Autoimmune diseases are not transmissible to other people except for some autoantibody-mediated disorders.  In such diseases, transmission of autoantibodies across the placenta during pregnancy can lead to disease in the fetus or newborn babies. The symptoms of the disease in the infants usually disappear rapidly as the maternal autoantibodies become degraded, however in some cases the autoantibodies can cause severe organ damage before they are removed. If such a case is predicted, speeding up the autoantibody clearance by exchange of the infant’s blood is recommended.
Most autoimmune diseases are chronic and symptoms usually fluctuate between periods of remission (little/no symptoms) and flare-ups (worsening symptoms). Currently, there are no cures or prevention for autoimmune diseases. So, treatment mainly focuses on relieving the symptoms and relies on drugs promoting general immune suppression such as steroids and NSAIDs, non-steroidal anti-inflammatory drugs. It is not still clear what causes the failure of natural self-tolerance mechanisms of our immune system and triggers autoimmune diseases. However, thanks to the recent advances in understanding the cellular and molecular mechanisms of various autoimmune diseases, new therapeutic options have become available. They include biologic drugs such as monoclonal antibodies against TNF-α, a small protein secreted by immune cells and cause inflammation. Currently, 3 out of the top 10 best-selling drugs target TNF-α for the treatment of rheumatoid arthritis and irritable bowel syndromes. The gross sale of the three drugs totaled 15 billion dollars last year in the USA alone, implying that development of novel and efficacious drugs for autoimmune diseases can not only help patients but also create enormous wealth.

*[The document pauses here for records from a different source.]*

PR #26798, opened 2024-01-25
chore: Add permission to view and drill on Dashboard context

geido:
### SUMMARY
Introducing the `can_view_and_drill` permission to enable drilling and read-only related chart interactions, such as "View as table" in Dashboard.

This is particularly useful in contexts like embedded dashboards where one would not want to give the `can_explore` permission but still allow certain charts' interactions within the dashboard context.

N.A.

### TESTING INSTRUCTIONS
All tests should pass

### ADDITIONAL INFORMATION

- [ ] Has associated issue:
- [ ] Required feature flags:
- [ ] Changes UI


dpgaspar (commented):
Don't we need to create a permission on the backend?

superset-frontend/src/components/Chart/ChartContextMenu/ChartContextMenu.tsx
```diff
@@ -108,12 +111,12 @@ const ChartContextMenu = (
...
   const showDrillToDetail =
     isFeatureEnabled(FeatureFlag.DRILL_TO_DETAIL) &&
-    canExplore &&
+    (canExplore || canViewDrill) &&
     isDisplayed(ContextMenuItem.DrillToDetail);
 
   const showDrillBy =
     isFeatureEnabled(FeatureFlag.DRILL_BY) &&
-    canExplore &&
+    (canExplore || canViewDrill) &&
```
kgabryje, line 119: In the drill by modal, there's an "Edit chart" button which redirects to Explore. I believe it should be disabled if `canViewDrill` is true but `canExplore` isn't (with some tooltip like "insufficient permissions")

geido: I think in general if can_explore is not found in the permissions, this button should be disabled independent of `can_view_drill_dashboard`

kgabryje: Yeah that's what I mean 😄 It wasn't there before because user couldn't open that modal anyways without `can_explore` permission

geido: Right makes sense. Thanks for spotting that!

geido:
It appears some reformatting of changelog files happened inadvertently. I'd keep

superset-frontend/src/dashboard/components/SliceHeaderControls/index.tsx
```diff
@@ -465,7 +470,7 @@ const SliceHeaderControls = (props: SliceHeaderControlsPropsWithRouter) => {
       )}
 
       {isFeatureEnabled(FeatureFlag.DRILL_TO_DETAIL) &&
-        props.supersetCanExplore && (
+        (props.supersetCanExplore || canViewDrill) && (
```
kgabryje, line 473: Could we DRY it? We’re using the same `or` in 3 places

kgabryje (approved):
1 small nit, otherwise lgtm!

rohitpawar2811:
@mistercrunch @rusackas 
Hii
I'd like to point out that these MR changes are not available in the 4.0.0 release. I have checked both the git repo and inside the docker-image as well. However, according to the changelog, they should be included in 4.0.0. It is intentionally left because of some reason ?

eschutho:
Hi @rohitpawar2811 if you are looking specifically for the `can_view_and_drill` permission, it was removed in a [later commit](https://github.com/apache/superset/pull/27029).

agunoglu:
hi I have all roles. And can not see drill down menu in superset graphs. Why?

geido:
> hi I have all roles. And can not see drill down menu in superset graphs. Why?

Hello @agunoglu what roles do you currently have and what version are you on?

PR #26802, opened 2024-01-25
fix: docker should always run, even in forks (SIBLING/TEST/DRAFT PR)

mistercrunch:
sibling DRAFT PR for https://github.com/apache/superset/pull/26801, to test the same logic against a fork, make sure it behaves as expected.


dpgaspar:
@mistercrunch we cannot write to a centralized cache but just locally

PR #26814, opened 2024-01-26
fix(time-series table): Can't compare from the beginning of the time range

michael-s-molina:
### SUMMARY
When using the Time-series table chart, many times users want to compare the current value of a metric with the beginning of the time range. The problem is that the time lag is a fixed number of periods calculated from the last data point, and as time advances, users lose the initial reference, making it impossible to compare a value agains the beginning of the time range. This PR fixes this problem by allowing negative time lag values which will calculate the time period starting from the beginning of the time range, increasing the chart's flexibility. 

https://github.com/apache/superset/assets/70410625/dd5daaab-7573-4c5e-a94c-f8a330837d25

### TESTING INSTRUCTIONS
Check the video for instructions.

### ADDITIONAL INFORMATION
- [ ] Has associated issue:
- [ ] Required feature flags:
- [ ] Changes UI


geido (approved):
Nice!

PR #26847, opened 2024-01-29
feat: Custom server page length

aobapirak:
### SUMMARY

This contribution delivers usability enhancements to the Custom Server Page Length feature in Superset. This upgrade now enables custom input values to persist in the drop-down list. The previous version of this feature posed an inconvenience as any new custom value entered by the user would disappear from the drop-down list when the user moved to a different choice.

The new implementation, however, ensures any custom value entered by the user remains in the drop-down list, thereby enriching user accessibility for frequent inputs. Moreover, the system now auto-arranges the drop-down list every time a new value is included, facilitating easy and efficient navigation.

Additional modifications include introducing a cap on the maximum custom page length value. The cap will be equivalent to either the total rows of data results or a fixed 10k rows in scenarios where the total rows of data exceed 10,000. 

### BEFORE SCREENSHOTS OR ANIMATED GIF

https://github.com/apache/superset/assets/87610632/d6462d1f-1a74-4505-89f2-bf8f459147c5

### AFTER SCREENSHOTS OR ANIMATED GIF

https://github.com/apache/superset/assets/87610632/dbb1d509-5886-4452-a559-4bd465bb6e30

### TESTING INSTRUCTIONS

1. Navigate to the Charts page
2. Choose any dataset
3. Choose table chart
4. Check the Server Pagination checkbox
5. Enter a new value in the selection drop-down list
6. Verify that the new input is sticky in the drop-down list

### ADDITIONAL INFORMATION

- [ ] Has associated issue:
- [ ] Required feature flags:
- [ ] Changes UI


aobapirak:
> Thanks @aobapirak for the PR. Would you mind adding some tests?

Yes, sure! I will let you know once I'm done.

aobapirak:
Ping @john-bodley, could you please review? I have added some tests.

john-bodley:
Thanks @aobapirak. Sorry I was out last week and thus wasn't able to respond. I've added a couple of frontend reviewers to your PR.

superset-frontend/plugins/plugin-chart-table/src/transformProps.ts
```diff
@@ -226,36 +226,61 @@ const transformProps = (
...
+  if (Number(formData.server_page_length) > 10000) {
+    formData.server_page_length = 10000;
+  }
+
+  if (
+    formData.server_pagination &&
+    !Number.isNaN(formData.server_page_length) &&
+    (formData.server_page_length || 0) <= data.length &&
+    !formData.server_page_length_options?.some(
+      (option: [number, string]) => option[0] == formData.server_page_length,
```
rusackas, line 253:
```suggestion
      (option: [number, string]) => option[0] === formData.server_page_length,
```

superset-frontend/plugins/plugin-chart-table/src/transformProps.ts
```diff
@@ -226,36 +226,61 @@ const transformProps = (
...
+  if (formData.server_pagination) {
+    [baseQuery, countQuery, totalQuery] = queriesData;
+    rowCount = (countQuery?.data?.[0]?.rowcount as number) ?? 0;
+  } else {
+    [baseQuery, totalQuery] = queriesData;
+    rowCount = baseQuery?.rowcount ?? 0;
+  }
+  const data = processDataRecords(baseQuery?.data, columns);
+
+  if (Number(formData.server_page_length) > 10000) {
```
geido, line 244: Can we move this to a constant for better visibility?

superset-frontend/plugins/plugin-chart-table/src/transformProps.ts
```diff
@@ -226,36 +226,61 @@ const transformProps = (
...
+    !Number.isNaN(formData.server_page_length) &&
+    (formData.server_page_length || 0) <= data.length &&
+    !formData.server_page_length_options?.some(
+      (option: [number, string]) => option[0] === formData.server_page_length,
+    )
+  ) {
+    formData.server_page_length_options?.push([
+      Number(formData.server_page_length),
+      formData.server_page_length === 0
+        ? 'All'
```
geido, line 259: I think this should be localized

superset-frontend/plugins/plugin-chart-table/src/transformProps.ts
```diff
@@ -226,36 +226,61 @@ const transformProps = (
...
+        : String(formData.server_page_length),
+    ]);
+    formData.server_page_length_options?.sort(
+      (a: any[], b: any[]) => a[0] - b[0],
```
geido, line 263: Is there a better type representation than `any`?

superset-frontend/plugins/plugin-chart-table/src/transformProps.ts
```diff
@@ -226,36 +226,61 @@ const transformProps = (
...
+  }
+
+  if (
+    formData.server_pagination &&
+    !Number.isNaN(formData.server_page_length) &&
+    (formData.server_page_length || 0) <= data.length &&
+    !formData.server_page_length_options?.some(
+      (option: [number, string]) => option[0] === formData.server_page_length,
+    )
+  ) {
```
geido, line 255: I think it would be better to improve readability of this logic by assigning some of these to constants

superset-frontend/plugins/plugin-chart-table/src/transformProps.ts
aobapirak: Solved, I created MAX_SERVER_PAGE_LENGTH in consts.ts

superset-frontend/plugins/plugin-chart-table/src/transformProps.ts
aobapirak: I'm not sure what do you mean but I'm using the t function provided by @superset-ui/core as `t('All')` correct me if I'm wrong

superset-frontend/plugins/plugin-chart-table/src/transformProps.ts
aobapirak: Modified

superset-frontend/plugins/plugin-chart-table/src/transformProps.ts
aobapirak: Modified

geido:
@aobapirak it seems you might need to update your branch with master in order for me to spin up a test environment for this PR. Would you mind doing that, please?

superset-frontend/src/explore/components/controls/SelectControl.jsx
```diff
@@ -124,6 +124,17 @@ export default class SelectControl extends React.PureComponent {
...
+    if (!this.state.options.some(option => option.value === onChangeVal)) {
+      this.setState(previousState => {
+        const newOptions = [
+          ...previousState.options,
+          { value: onChangeVal, label: onChangeVal },
+        ];
+        newOptions.sort((a, b) => a.value - b.value);
+        return { options: newOptions };
+      });
+    }
```
geido, line 137: @aobapirak can you confirm the need for this? To my understanding as long as the `allowNewOptions` for the Select is true, the component will allow for the creation of new options without having to rely on custom state?

aobapirak: The new option doesn't stick to the options, i.e. whenever I enter a new option it will disappear when I add a new option, except for refreshing the page it will show all new options from this code:
`mapStateToProps: ({ controls }: ControlPanelState) => ({ choices: controls?.server_page_length_options?.value, })`

So the code above I created to allow SelectControl can be sticked new option to the options and sort them.

geido: @aobapirak you are right that the options are not persisted unless selected. I had a different memory of this piece of the Select component. There is a problem of introducing this behaviour in the SelectControl wrapper as there is a risk of introducing inconsistency. Would you be open to have a wider discussion to make this a default behaviour of the Select component instead?

PR #26854, opened 2024-01-29
chore(CI): get docs building on ALL branches.

rusackas:
### SUMMARY

This PR does a few things:

* Splits the github action for docs in half
  * One now only runs on pushes to master... it builds and deploys docs after checking for secrets
  * One now only runs on PRs, and doesn't need secrets. It does typechecking (new step) and builds docs, and should run even on forks (e.g. dependabot bumps)
 * Fixes a couple of typescript checks that were noticed by the typechecking script.

### ADDITIONAL INFORMATION

- [ ] Has associated issue:
- [ ] Required feature flags:
- [ ] Changes UI

### DIFF
--- a/.github/workflows/superset-docs-deploy.yml
+++ b/.github/workflows/superset-docs-deploy.yml
@@ -1,12 +1,29 @@
-name: Docs Testing
+name: Docs Deployment
 
 on:
-  pull_request:
+  push:
     paths:
       - "docs/**"
-    types: [synchronize, opened, reopened, ready_for_review]
+    branches:
+      - "master"
+
 jobs:
+  config:
+    runs-on: "ubuntu-latest"
+    outputs:
+      has-secrets: ${{ steps.check.outputs.has-secrets }}
+    steps:
+      - name: "Check for secrets"
+        id: check
+        shell: bash
+        run: |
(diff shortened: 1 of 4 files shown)


.github/workflows/superset-docs-deploy.yml
```diff
@@ -0,0 +1,29 @@
...
+    defaults:
+      run:
+        working-directory: docs
+    steps:
+      - name: "Checkout ${{ github.ref }} ( ${{ github.sha }} )"
+        uses: actions/checkout@v3
+        with:
+          persist-credentials: false
+          submodules: recursive
+      - name: yarn install
```
mistercrunch, line 21: for these yarn commands, shouldn't there be a `cd docs` before?

.github/workflows/superset-docs-verify.yml
```diff
@@ -1,15 +1,11 @@
-name: Docs
+name: Docs Deployment
```
mistercrunch, line 1: I think the filenames are reversed from what they should be

mistercrunch (changes requested):

.github/workflows/superset-docs-deploy.yml
rusackas: I believe the `working-directory` parameter does that.

mistercrunch (approved):

PR #18576, opened 2022-02-03
feat: Improve state key generation for dashboards and charts

michael-s-molina:
### SUMMARY
When opening a dashboard or a chart in Explore, the URL will update with a new state key every time the page is reloaded even when the state isn't updated. This may not be scalable in high-traffic Superset deployments where it can quickly fill up disk space or exhaust the number of cache keys too fast, due to memory restrictions, making it more likely that a link you shared with someone a while ago becomes invalid.

To address this problem we should consider the request context such as user ID, resource ID, etc, to generate new keys only when the context changes. This way we can reuse existing keys but at the same time maintain the uniqueness of storage spaces for different users/dashboards/datasets/charts.

We could use HMAC to generate the same key for the same context but that would require key rotation management.

We can’t base key generation on previous keys because we have POST scenarios where the key is not present. One example would be when the user is inside a dashboard and selects “View chart in Explore”.

We can’t change the structure of the cache key to use the user and resource because this information is not present in the GET/DELETE requests and it would also require keeping backward compatibility with previous versions.

To implement the desired behavior we’ll keep a secondary mapping of user and resources with the previously generated keys. We'll store this mapping together with the entry so they’ll share the same expiration time. We’ll also keep it in sync with DELETE events. That way we can reuse the keys and keep the solution backward compatible.

Hat tip to @zhaoyongjie and @ktmud for bringing this concern during the reviews 👏🏼 

Follow-up of https://github.com/apache/superset/pull/18181

### BEFORE/AFTER SCREENSHOTS OR ANIMATED GIF
https://user-images.githubusercontent.com/70410625/152404373-a9680644-402c-4e48-a155-b47881f13993.mov

### TESTING INSTRUCTIONS
1 - Check that `form_data_key` is reused when the same user is accessing the same resource (dashboard, dataset, or chart)
2 - Check that `form_data_key` changes when the user, dashboard, dataset, or chart changes.
3 - Check that the values associated with a given key are correctly retrieved from the server

### ADDITIONAL INFORMATION
- [ ] Has associated issue:
- [ ] Required feature flags:
- [ ] Changes UI
- [ ] Includes DB Migration (follow approval process in [SIP-59](https://github.com/apache/superset/issues/13351))
  - [ ] Migration is atomic, supports rollback & is backwards-compatible
  - [ ] Confirm DB migration upgrade and downgrade tested
  - [ ] Runtime estimates and downtime expectations provided
- [ ] Introduces new feature or API
- [ ] Removes existing feature or API

PR #29584, opened 2024-07-14
feat(frontend/hooks): replace 3rd-party BroadcastChannel with native Web API equivalence

hainenber:
feat(frontend/hooks): replace 3rd-party BroadcastChannel usage with native Web API equivalence

### SUMMARY

Implementation of  2 years old TODO :D

Safari 15.4 was released 2 years ago ([source](https://developer.apple.com/documentation/safari-release-notes/safari-15_4-release-notes)) and so we can utilize its native Web API to replace a 3rd-party implementation.

Credit to Eric Wong's [SO post](https://stackoverflow.com/a/78491331) for the implementation. I'm just a copy-paster after all :D

N/A

### TESTING INSTRUCTIONS

All CI checks should pass

### ADDITIONAL INFORMATION

- [ ] Has associated issue:
- [ ] Required feature flags:
- [ ] Changes UI


superset-frontend/src/hooks/useTabId.ts
```diff
@@ -18,17 +18,13 @@
...
-  type: 'REQUESTING_TAB_ID' | 'TAB_ID_DENIED';
-  tabId: string;
-}
-
-// TODO: We are using broadcast-channel to support Safari.
-// The native BroadcastChannel API will be supported in Safari version 15.4.
-// After that, we should remove this dependency and use the native API.
-const channel = new BroadcastChannel<TabIdChannelMessage>('tab_id_channel');
+const channel: StrictBroadcastChannel<TabIdChannelMessage> =
+  new BroadcastChannel('tab_id_channel');
```
justinpark, line 27: nit: How about making the tab_id_channel value constant?

rusackas:
Thanks for tackling this! This looks like a great improvement, and long overdue! 

Is there already (or should there be) a test making sure that messages are sent/received correctly?

hainenber:
Unfortunately there's none but I can produce the expected result similar to what described in the original [PR](https://github.com/apache/superset/pull/18576) :D 

State key is kept between reloads for a dashboard/chart opened in Explore tab. Would be sufficient?


https://github.com/user-attachments/assets/f02233ef-99d1-41e0-8a7e-22e8d96ef9c5

rusackas (approved):
It might be nice to have added test coverage, but this is an improvement over the current state of affairs for the product, and moves away from package complexities toward native browser, support, so I call it a win :)

PR #29600, opened 2024-07-16
chore: Updates CHANGELOG.md with 4.0.2 data

michael-s-molina:
### SUMMARY
Updates `CHANGELOG.md` with [4.0.2](https://github.com/apache/superset/blob/4.0.2) data. It also updates the versions selector of the issue template.

### ADDITIONAL INFORMATION
- [ ] Has associated issue:
- [ ] Required feature flags:
- [ ] Changes UI

### DIFF
--- a/CHANGELOG/4.0.2.md
+++ b/CHANGELOG/4.0.2.md
@@ -1,0 +1,78 @@
+<!--
+Licensed to the Apache Software Foundation (ASF) under one
+or more contributor license agreements.  See the NOTICE file
+distributed with this work for additional information
+regarding copyright ownership.  The ASF licenses this file
+to you under the Apache License, Version 2.0 (the
+"License"); you may not use this file except in compliance
+with the License.  You may obtain a copy of the License at
+
+  http://www.apache.org/licenses/LICENSE-2.0
+
+Unless required by applicable law or agreed to in writing,
+software distributed under the License is distributed on an
+"AS IS" BASIS, WITHOUT WARRANTIES OR CONDITIONS OF ANY
+KIND, either express or implied.  See the License for the
+specific language governing permissions and limitations
+under the License.
+-->
+
+## Change Log
+
+### 4.0.2 (Wed Jun 26 14:26:58 2024 -0300)
+
+**Fixes**
+
+- [#28639](https://github.com/apache/superset/pull/28639) fix: adds the ability to disallow SQL functions per engine (@dpgaspar)
+- [#29367](https://github.com/apache/superset/pull/29367) fix(explore): don't respect y-axis formatting (@justinpark)
+- [#29345](https://github.com/apache/superset/pull/29345) fix(revert 27883): Excess padding in horizontal Bar charts (@michael-s-molina)
+- [#29349](https://github.com/apache/superset/pull/29349) fix(explore): restored hidden field values has discarded (@justinpark)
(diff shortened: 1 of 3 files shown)


CHANGELOG/4.0.2.md
```diff
@@ -0,0 +1,78 @@
...
+"AS IS" BASIS, WITHOUT WARRANTIES OR CONDITIONS OF ANY
+KIND, either express or implied.  See the License for the
+specific language governing permissions and limitations
+under the License.
+-->
+
+## Change Log
+
+### 4.0.2 (Wed Jun 26 14:26:58 2024 -0300)
+
```
sfirke, line 23:
```suggestion
Highlights of this patch release:
- New alerts & reports can now be saved, fixing [a widely-reported bug](https://github.com/apache/superset/issues/28149) introduced in 4.0.0.
- As a side effect of the fix in #29345, the y-axis ordering is now reversed on horizontal bar charts.  Users who wish to retain the ordering they had in 4.0.1 can toggle the `Y-Axis Sort Ascending` box in a chart's editor view.
```

sfirke: The commit title "fix(ar-modal): updateNotificationSettings not updating state" doesn't describe for most people that the alert & report modal now works again.  I wanted to call that bugfix out specifically.  And then note the change of behavior introduced by the other PR.  These are the two things that felt to me like admins should know them, vs. other things that are more behind-the-scenes fixes.

michael-s-molina: @sfirke I believe every fix is a highlight of a particular importance depending on if you are being affected by the fix. I believe its the responsibility of the PR author to write a good PR description, so I suggest editing the respective PRs to include more context instead of changing the template of the `CHANGELOG`.

sfirke: I was thinking of a mini-version of release notes, like https://github.com/apache/superset/blob/master/RELEASING/release-notes-4-0/README.md for 4.0.0.  I don't mean to mess with the `CHANGELOG` template; is there a place such mini release notes could go?

Not to take away from the other PRs, but objectively there are many more people asking about the alert/report fix in Slack than any other PR in this release.  And I don't expect anyone to click and read through every PR, which is what would be necessary to know about the side effect of the #29345 change with bars reordering.  I had reported that as a bug b/c I was unaware of it being a known side effect; calling it out here might stop other people from being similarly confused.  

I think it will benefit the project to call out these two, as it may reduce unnecessary GitHub issues and Slack questions.  But I will admit I don't know where that should go.

michael-s-molina: > I don't expect anyone to click and read through every PR

That's what we assume people will do with our current `CHANGELOG` template. Our `CHANGELOG` is automatically generated using the PR's titles, which I think will never be sufficient to fully understand the changes. One alternative would be to change our template to actually add meaningful descriptions that wouldn't require people to go the PRs. The problem with this is the amount of work necessary to produce such `CHANGELOG` and the possible effort duplication with well written PRs.

Considering our current template, that assumes that people need to check the PRs, I would suggest editing the poorly described PRs.

This may be a good topic for the next Town Hall.

sfirke: Okay, sounds good.  Thanks for the explanation.

eschutho (approved):

PR #29604, opened 2024-07-16
fix: schemas for upload API

betodealmeida:
### SUMMARY

Make sure `get_schema_access_for_file_upload` returns a set, so it can be used by the API.

### TESTING INSTRUCTIONS

Added unit test.

### ADDITIONAL INFORMATION

- [ ] Has associated issue:
- [ ] Required feature flags:
- [ ] Changes UI

### DIFF
--- a/superset/models/core.py
+++ b/superset/models/core.py
@@ -982,7 +982,7 @@ class Database(Model, AuditMixinNullable, ImportExportMixin):  # pylint: disable
 
     def get_schema_access_for_file_upload(  # pylint: disable=invalid-name
         self,
-    ) -> list[str]:
+    ) -> set[str]:
         allowed_databases = self.get_extra().get("schemas_allowed_for_file_upload", [])
 
         if isinstance(allowed_databases, str):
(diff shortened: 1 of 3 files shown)


Vitor-Avila (approved):
LGTM!

sadpandajoe (approved):
LGTM

superset/models/core.py
```diff
@@ -993,7 +993,7 @@ def get_schema_access_for_file_upload(  # pylint: disable=invalid-name
                 self, g.user
             )
             allowed_databases += extra_allowed_databases
-        return sorted(set(allowed_databases))
```
michael-s-molina, line 996: @betodealmeida Do you know why it was sorted before?

betodealmeida: It was sorted so it can be displayed nicely in the UI, but since that's a UI-only concern we've been moving the sorting logic to the frontend. I'm going to update it next, for now this PR fixes only this because it's broken by returning a list.

michael-s-molina: Should the frontend change also happen in this PR to make it atomic? This would make the PR not only fix the list issue but also preserve the current sorted behavior.

PR #29606, opened 2024-07-16
fix: alternate method to override Antd5 style tokens

rusackas:
### SUMMARY

In another PR, I added some custom AntD theme overrides IN the ListViewCard component. This is an approach where we can keep those overrides centralized, and import/apply them in the individual components. Maybe this'll be easier to maintain?

### ADDITIONAL INFORMATION

- [ ] Has associated issue:
- [ ] Required feature flags:
- [ ] Changes UI


rusackas:
now targeting the correct branch. @geido let me know if you think this looks better (moving the 'token' settings for custom Superset components alongside the "stock" AntD ones, to centralize them).

PR #29608, opened 2024-07-16
fix: set default catalog

betodealmeida:
### SUMMARY

A few more small fixes for the catalog feature, ensuring that permissions work when multi-catalog is disabled and the API passes `catalog=None` to the backend.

In POSTECH, immunologists strive to solve the mysteries of autoimmune diseases and to find new therapies. POSTECH hosts the Academy of Immunology and Microbiology, the only Institute for Basic Science center in the nation focusing on immunology. POSTECH also boasts the only germ-free animal facility in Korea, which houses laboratory mice that have no commensal bacteria living in or on them. The impact of commensal microbiota on the host immune system is one of the hottest research fields at the moment, and the relationship between commensal microbes and autoimmune diseases is certainly a promising avenue of study.